Wednesday, March 30, 2011

Big Balls

Even if you don't fly you've probably noticed those big orange balls attached to power lines (termed 'catenary' by the FAA) stretching across canyons and passes and the like.  The balls' purpose is to warn aviators of the catenary's presence, but as a side benefit they have determined that the balls also alert unsuspecting birds, for which evolution has not yet equipped a need to search for power lines, and have reduced aviary fatalities by up to 50%.


 The FAA has rules for where to put the balls, their spacing and their color.  This is a picture of thousands of catenary balls, ready to be installed by some very skilled and probably slightly crazy helicopter pilot on the new power line project I'm flying on.  


The casual observer may note just simple hemispheres that look a lot like weber grills, but the balls are specially designed to last awhile, because god knows you don't want to be replacing them every five years, and they are also treated to avoid the Corona Effect (a discharging of electricity that can happen when you attach two weber grill shells onto a line carrying a bazillion volts of electricity).  


For you aviator types, if there are multiple balls strung along a length of catenary, the aviation orange ones should be nearest the towers, with alternating colors of orange, white and yellow in between.  If there are fewer than 4 balls, they should all be orange.  

Sunday, March 27, 2011

Monday, March 21, 2011

Kayaks and Helicopters

A Twinstar, flown by Ivor Shier, dropping a kayaker into the rapids just preceding a waterfall.  Some more impressive pictures here, including an amazing time lapse of the jump sequence.  

Sunday, March 20, 2011

The Most Assuredly Moronic Thing

 You get in your helicopter, and there is a power pole staring in your face, just off to the right and just next to the rotor arc.  You strap in, do the prestart checks, and then you look both ways before starting the rotors, and as you complete your visual sweep that same line of power poles is still staring you back in the face, still alarmingly near your rotor arc.  And as you prepare to lift off you look around one more time, and that same line of power poles, not having moved an inch in the last 10 minutes, still there in alarmingly close proximity.  So what should be the absolute last thing on your mind at that point, the most assuredly moronic thing you could possibly do with a 6 ton helicopter?  Doing anything but going straight up.  What does the pilot do?  The most assuredly moronic thing.  

Friday, March 18, 2011

20,000 Rubber Balls


What do 20,000 small rubber balls look like when dropped from a hovering helicopter?   Funny you should ask.  


Wednesday, March 16, 2011

Vietnam, A Personal Recollection


From Stewart, recalling memories from his tours in Vietnam (the video was sent to him by a fellow USMA classmate):   "Images stir memories, now 40 years old, of U-ies (UH-1s) and Loches (LOHs).  Never had the stick, just flew in em.  Logged 200 passenger hours, during 18 months in RVN.  First as an "LT" flying first light VRs (Visual Recons) to check for nighttime VC sabotage of QL-1 (main supply route), then as an "Old Man" (at 22) commanding a company of combat engineers.  Roads, bunkers, fire bases.  Isolated FBs (now called FOBs) required the Flying Crane, to bring in our Case 450 "toy dozers" or the bigger ones, D4s, that came in two sorties.  Required assembly on-site.

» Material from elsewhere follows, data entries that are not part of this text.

PR #13434, opened 2024-01-04
perf(python): Represent `Enum` categories as Series

stinodego:
This allows zero copy conversion between Python/Rust, which can be a big deal when the number of categories is large.

@alexander-beedie FYI as this touches the Enum validation you implemented recently.


alexander-beedie:
Good idea; thoughts on serialisation?  https://github.com/pola-rs/polars/pull/13357#issuecomment-1877160195

ritchie46 (approved):

PR #13435, opened 2024-01-04
feat(python): Omit time zone from `Datetime` repr if None

stinodego:
Before:

```pycon
Datetime(time_unit='us', time_zone=None)
Datetime(time_unit='ns', time_zone='UTC')
```

After:

```pycon
Datetime(time_unit='us')
Datetime(time_unit='ns', time_zone='UTC')
```

Other option:

```
Datetime('us')
Datetime('ns', 'UTC')
```

Or in between:

```
Datetime('us')
Datetime('ns', time_zone='UTC')
```

Any comments? @MarcoGorelli

### DIFF
--- a/py-polars/polars/datatypes/classes.py
+++ b/py-polars/polars/datatypes/classes.py
@@ -447,9 +447,10 @@ class Datetime(TemporalType):
 
     def __repr__(self) -> str:
         class_name = self.__class__.__name__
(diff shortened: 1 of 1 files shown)


stinodego:
Hm, maybe this was a bad idea :smile: let's keep it as-is for now.

PR #13443, opened 2024-01-04
docs(python): Move `Series.struct.json_encode` to methods in Sphinx autosummary

petrosbar:
Method `Series.struct.json_encode` is now in the attributes section of autosummary and as a result, it's not rendered correctly.


stinodego (approved):
Thanks!

PR #13447, opened 2024-01-04
fix(python): Rename Enum categories internal series to "category"

stinodego:
This doesn't matter much, but the singular form is probably more correct than plural. We had similar issues in the past with "count" vs "counts".

### DIFF
--- a/py-polars/polars/datatypes/classes.py
+++ b/py-polars/polars/datatypes/classes.py
@@ -545,7 +545,7 @@ class Enum(DataType):
             categories = pl.Series(values=categories)
 
         if categories.is_empty():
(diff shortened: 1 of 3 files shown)


ritchie46:
I agree on the names, but on objects/stucts it is always plural once we have a container. 

E.g.

```
struct {
  count: usize,
  counts: Vec<usize>
}
```

stinodego:
Right. I don't really feel too strongly about this one anyway - having the Series name match the attribute is also sensible. Let's keep the existing name then!

ritchie46:
Ah.. Right. I agree. The attribute is plural, the series name is singular. LGTM. :+1:

ritchie46 (approved):

PR #13448, opened 2024-01-04
test(python): Increase timeout for gevent async test

### LINKED ISSUE #13297: Fix intermittent pytest failure related to `gevent` timeout
See failure here:
https://github.com/pola-rs/polars/actions/runs/7348235210/job/20005998353

Happens quite often recently.

stinodego:
Closes #13297

Not 100% sure how these tests work but I expect this should dramatically reduce the spurious test failures.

Only one airmobile insertion, to support a road-opening operation.  Cold LZ; happy campers we were.  Fired at on two other occasions, but not disappointed with no PH.  Easy to tell the experienced pilots, who got up/down/in/out quickly from the "Wobbly-Ones" (WO1) who'd just come over from Rucker.  Eager but still a bit cautious.  (Have fond memories of the "pogie-bait" they slipped us during air ops in Ranger School.  Still think of those student pilot Wobblies every time I eat a Peter-Paul Mounds.)

The other memory stirred is of an Infantryman who died too soon.  My last roommate at WP.  Jim Smith.  Prior enlisted.  Sport parachutist.  A cadet, but a father of two.  G-4 company commander.  Fair, firm, charismatic.  Name is now on that Wall.  Some mishap in a routine chopper landing in Da Nang, four decades and four weeks ago: 15Feb71.  Like others we remember, and memorialize at Lusk Reservoir, they all died too soon.  But we're grateful for the ones saved or sustained by the choppers, the men who flew them and the ones "in the doorway."

Random Photo

One of our Mercy Air Bell 222's circling over the desert.  An older but still graceful ship.